* **SOURCE INFORMATION**

PR #181, opened 2023-06-11
Upgrade neon and use the new direct HTTP call method

cramforce:


vvo:
@cramforce They released another version where they also speak about pooling: https://github.com/neondatabase/serverless/commits/main do you want to clean this PR and re-upgrade?

vvo:
While this PR is now passing tests, a few observations:
- do we also want to use the new HTTP method in https://github.com/vercel/storage/blob/72925fe0eb21001d1feca714d62f102e47517710/packages/postgres/src/create-client.ts#L13-L36?
- it seems the pooling client when deployed on edge will timeout after a few reloads on an API route. Details are on Slack for Vercel employees: https://vercel.slack.com/archives/C04E6JF6JN6/p1686868566133539

vvo (approved):

PR #183, opened 2023-06-11
Upgrade to latest neon driver

cramforce:
- Had to fix a kysely test due to brittle mocking
- Fixed playwright tests (were just broken)
- Fixed Vercel turbo build (was just broken)

PR #186, opened 2023-06-12
[test] Upgrade to latest neon driver

vvo:


.github/workflows/integration-tests-dev.yml
```diff
@@ -35,18 +35,9 @@ jobs:
           node-version: '18'
           cache: 'pnpm'
 
-      - uses: actions/cache@v3
```
correttojs, line 38: @vvo should we fix the playwright version instead like in https://github.com/vercel/storage/pull/179/files#diff-2e5b024378c3660c9f07ef3a5519710987316e2542186019c41e35a58fda20e1L50 ?

vvo: @correttojs See https://github.com/vercel/storage/pull/183/commits/a16bc0f019b87e522c683d56062833c3803a7b0e

vvo: and https://github.com/vercel/storage/pull/183

PR #214, opened 2023-06-15
chore(pnpm): fix lockfile and remove extraneous lockfiles

vvo:
In an effort to finally fix the Vercel build issues (https://vercel.slack.com/archives/C04E6JF6JN6/p1686778046295839?thread_ts=1686495351.821699&cid=C04E6JF6JN6)

- We had multiple lock files, we only need one I believe
- We had mentions of babel in some packages, I don't think this is required, cc @dferber90 
- We used Node 16 or Node 18 in some CI actions. Now moved to Node 18 for developers of the module.
- Upgraded pnpm to latest
- Upgraded turbo to latest
- Added a node-version, use https://github.com/Schniz/fnm
- To upgrade pnpm on your machine: `corepack prepare pnpm@8.6.2 --activate` then open a new tab


package.json
```diff
@@ -39,11 +39,11 @@
...
     "ts-jest": "29.1.0",
-    "turbo": "^1.9.3",
+    "turbo": "1.10.3",
     "typescript": "^5.0.0"
   },
-  "packageManager": "pnpm@8.4.0",
+  "packageManager": "pnpm@8.6.2",
   "engines": {
-    "node": ">=16.14"
+    "node": ">=18"
```
correttojs, line 47: we are still running node16 tests https://github.com/vercel/storage/actions/runs/5276021124/jobs/9542191279?pr=214

correttojs (approved):

package.json
vvo: Yes definitely 👍 this version is mostly for the developers iterating on this module, and for the CI actions that are not the unit test matrixes ones.

PR #216, opened 2023-06-15
allow customizing validUntil

correttojs:
the reason for exposing the `validUntil` is 
- the user can restrict or extend the `clientToken` validity depending on the use case
- the vercel api can validate the client token by calling `generateClientTokenFromReadWriteToken` with the extracted payload


packages/blob/README.md
```diff
@@ -145,6 +145,7 @@ async function generateClientTokenFromReadWriteToken(options?: {
   };
   maximumSizeInBytes?: number;
   allowedContentTypes?: string[];
+  validUntil?: number;
```
```suggestion
  validUntil?: number; // timestamp in ms
```

vvo (approved):

PR #221, opened 2023-06-16
create handleBlobUpload helpers

correttojs:
- create handleBlobUpload wrapper
- trigger the client token request from within the `put` method
- doc updated


correttojs:
@vvo should we document both the low-level interface and the wrapper? I'd prefer to just doc the wrapper
I added some notes to the [liner ticket](https://linear.app/vercel/issue/STO-666/create-next-handlers-to-simplify-the-file-upload) as we forgot about the webhooks `signature` and body string...let me know if this solution is good enough

vvo:
> I'd prefer to just doc the wrapper

Let's do that, for as long as our wrappers can handle all customization cases. Which for now is the case 👍

test/next/README.md
```diff
@@ -10,6 +10,10 @@ The root page provides links to test suites. You can visit these test suites to
 
 This also deploys to a preview branch for every PR, so you can test your code in production!
 
+## File Upload
+
+File upload is protected by the `blobUpload` cookie. Call `document.cookie="blobUpload=[process.env.BLOB_UPLOAD_SECRET]; Path=/;"` in order to set it
```
vvo: Should we use NEXT_PUBLIC_BLOB_UPLOAD_SECRET and have this env variable part of vercel.com dashboard? So when we pull the project we get it automatically.

correttojs: `BLOB_UPLOAD_SECRET` is already part of the vercel dashboard and github secrets. The idea is to don't expose it to the client, so we don't allow external people to upload files using this website

packages/blob/README.md
```diff
@@ -285,79 +275,57 @@ export default function UploadForm() {
...
-      onUploadCompleted: {
-        callbackUrl: `https://${
-          process.env.VERCEL_URL ?? ''
-        }/api/file-upload-completed`,
-        metadata: JSON.stringify({ userId: 12345 }),
+  const body = (await request.json()) as HandleBlobUploadBody;
+
+  // The request will run at least 2 times:
+  // - the first time when generating a client token, the body will contain the {type: "blob.generate-client-token"} object.
+  // - the second time once the file upload completed, the body will contain the {type: "blob.upload-completed"} object. This request will retry for 5 times in case the response returns an error status code.
```
```suggestion
  // Uploading from browsers is a three-step process:
  // - First, a specific client token is generated by this current route and sent to the browser. The request body will contain a `{ type: "blob.generate-client-token", ... }` object.
  // - Second, the file is uploaded to Vercel Blob directly from the browser, using the client token. The file content doesn't go through this route.
  // - Third, a webhook is called on this route (`onUploadCompleted`). The request body will contain a `{ type: "blob.upload-completed", ... }` object. This webhook will be retried five times in case your route doesn't reply with a 200.
```

test/next/README.md
vvo: Got it. Should the instructions say to grab the value of BLOB_UPLOAD_SECRET from their .env files?
Where should. "document.cooke=..." be pasted? I suppose in the browser console? Let's make it clear 👍

packages/blob/README.md
```diff
@@ -285,79 +275,57 @@ export default function UploadForm() {
...
-import {
-  type BlobUploadCompletedEvent,
-  verifyCallbackSignature,
-} from '@vercel/blob';
-import { NextResponse } from 'next/server';
+      onUploadCompleted: async ({ blob, metadata }) => {
+        console.log('Upload completed', blob, metadata);
+        try {
+          // Run any logic after the file upload completed
+          await db.update({ avatar: blob.url, userId: metadata.userId });
```
```suggestion
          const parsedMetadata = JSON.parse(metadata);
          await db.update({ avatar: blob.url, userId: parsedMetadata.userId });
```

?

packages/blob/README.md
```diff
@@ -285,79 +275,57 @@ export default function UploadForm() {
...
-        }/api/file-upload-completed`,
-        metadata: JSON.stringify({ userId: 12345 }),
+  const body = (await request.json()) as HandleBlobUploadBody;
+
+  // The request will run at least 2 times:
+  // - the first time when generating a client token, the body will contain the {type: "blob.generate-client-token"} object.
+  // - the second time once the file upload completed, the body will contain the {type: "blob.upload-completed"} object. This request will retry for 5 times in case the response returns an error status code.
+
+  try {
+    const jsonResponse = await handleBlobUpload({
```
vvo, line 331: I can't find where do we document the API of handleBlobUpload, the same way we document the API of https://github.com/vercel/storage/blob/fabiobenedetti/sto-666-create-next-handlers-to-simplify-the-file-upload/packages/blob/README.md#putpathname-body-options for example

test/next/README.md
correttojs: I thought `process.env.` already suggest that the value comes from the `.env` file. I can update the doc anyway

packages/blob/README.md
```diff
@@ -285,79 +275,57 @@ export default function UploadForm() {
...
+      body,
+      request,
+      onBeforeGenerateToken: async (pathname) => {
+        // On a real website, this route would be protected by authentication, see: https://nextjs.org/docs/pages/building-your-application/routing/authenticating
```
```suggestion
        // In most cases, you should authenticate users before allowing upload tokens to be generated and sent to browsers. Otherwise, you're exposing your Blob store to be an anonymous upload platform.
        // See https://nextjs.org/docs/pages/building-your-application/routing/authenticating for more informations
```

test/next/README.md
vvo: We can make this easier for contributors maybe?

For example, we could disable this behavior when running locally? I do not think we need to protect uploads when you're running a local development server. We only need to protect production via smart secrets like you did. Thoughts?

correttojs: it already works when the env is not set (I will update the doc accordingly)

vvo: Oh then maybe we do not need to say anything about this, but perhaps a section on how tests are running on GitHub.

packages/blob/src/index.ts
```diff
@@ -406,3 +238,40 @@ function mapBlobResult(blobResult: BlobMetadataApi): BlobResult {
...
+  }
+}
+
+async function checkAndRetrieveClientToken(
+  pathname: string,
+  options: PutCommandOptions,
+): Promise<void> {
+  if (!options.token && options.handleBlobUploadUrl) {
+    const { handleBlobUploadUrl } = options;
+    const url = isValidUrl(handleBlobUploadUrl)
```
vvo: isAbsoluteUrl?

packages/blob/src/index.ts
```diff
@@ -89,6 +80,8 @@ export async function put(
     throw new BlobError('access must be "public"');
   }
 
+  await checkAndRetrieveClientToken(pathname, options);
```
vvo: Can we write this code to not mutate the options object? While we do not have an eslint rule for this. This is usually not recommended:
1. It makes understanding the code harder (I had to carefully read the method to understand why we're only awaiting and not returning any result)
2. In this case, we're also mutating objects the user sends. Consider this use case:

```
// customer code
const defaultPutOptions = { handleBlobUploadUrl };

await put('file1.png', defaultPutOptions); // works
await put('file2.png', defaultPutOptions); // fails, defaultPutOptions now has a token property.
```

Recommendation:

```
const token = isClientPut(options) ? await retrieveClientToken(options) : options.token; 
```

Something similar to this might make the code more obvious and will avoid mutating objects.

packages/blob/README.md
```diff
@@ -253,19 +253,9 @@ export default function UploadForm() {
...
-            '/api/generate-blob-client-token',
-            {
-              method: 'POST',
-              body: JSON.stringify({
-                pathname: file.name,
-              }),
-            },
-          ).then((r) => r.json())) as { clientToken: string };
-
           const blobResult = await put(file.name, file, {
```
vvo, line 295:
```suggestion
          // A secured client token will be obtained automatically by making a call to `/api/upload/avatars`
          const blobResult = await put(file.name, file, {
```

packages/blob/README.md
correttojs: oh true, I forgot it!

packages/blob/README.md
correttojs: ok, I'd still prefer the `metadata: any` though 😅

packages/blob/src/index.ts
correttojs: fair point, I will make it immutable

packages/blob/README.md
```diff
@@ -129,9 +129,47 @@ async function list(options?: {
...
+      };
+}): string {}
+```
+
+Note: This method should be called server-side, not client-side.
+
 ### generateClientTokenFromReadWriteToken(options)
 
-Generates a single-use token that can be used from within the client. This is useful when [uploading directly from browsers](#uploading-directly-from-browsers) to circumvent the 4MB limitation of going through a Vercel-hosted route.
+Generates a single-use token that can be used from within the client. This method is called internally by `handleBlobUpload`.
```
correttojs, line 172: we may add an "Advanced use case" section later on, wdyt @vvo ?

vvo: Yes I think that would be useful for folks willing to go full customization as we discussed (caching token, swr, ..). Can you track this in Linear? Thanks!

packages/blob/README.md
```diff
@@ -129,9 +129,47 @@ async function list(options?: {
...
+
+Handles the requests to generate a client token and respond to the upload completed event. This is useful when [uploading directly from browsers](#uploading-directly-from-browsers) to circumvent the 4MB limitation of going through a Vercel-hosted route.
+
+```ts
+async function handleBlobUpload(options?: {
+  token?: string;
+  request?: IncomingMessage | Request;
+  onBeforeGenerateToken: (pathname: string) => Promise<{
+    allowedContentTypes?: string[];
+    maximumSizeInBytes?: number;
```
vvo, line 142: is there a default? if yes let's add it here as a comment

packages/blob/README.md
```diff
@@ -129,9 +129,47 @@ async function list(options?: {
...
+    validUntil?: number;
```
vvo: is there a default? if yes let's add it here as a comment

vvo (approved):
LGTM, should we find a few beta testers for this API, as a beta release?

packages/blob/README.md
correttojs: there is no default, we only validate this field in case it's defined

packages/blob/README.md
correttojs: https://linear.app/vercel/issue/STO-669/document-client-upload-advanced-use-case

correttojs:
> LGTM, should we find a few beta testers for this API, as a beta release?

sure, I will post an update to the #project-storage channel asking for beta users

* **YOUR ASSIGNMENT**
Which of the lines above carry the string "pages"? Copy every one.

* **REPLY TO THE EXERCISE**
+        // On a real website, this route would be protected by authentication, see: https://nextjs.org/docs/pages/building-your-application/routing/authenticating
        // See https://nextjs.org/docs/pages/building-your-application/routing/authenticating for more informations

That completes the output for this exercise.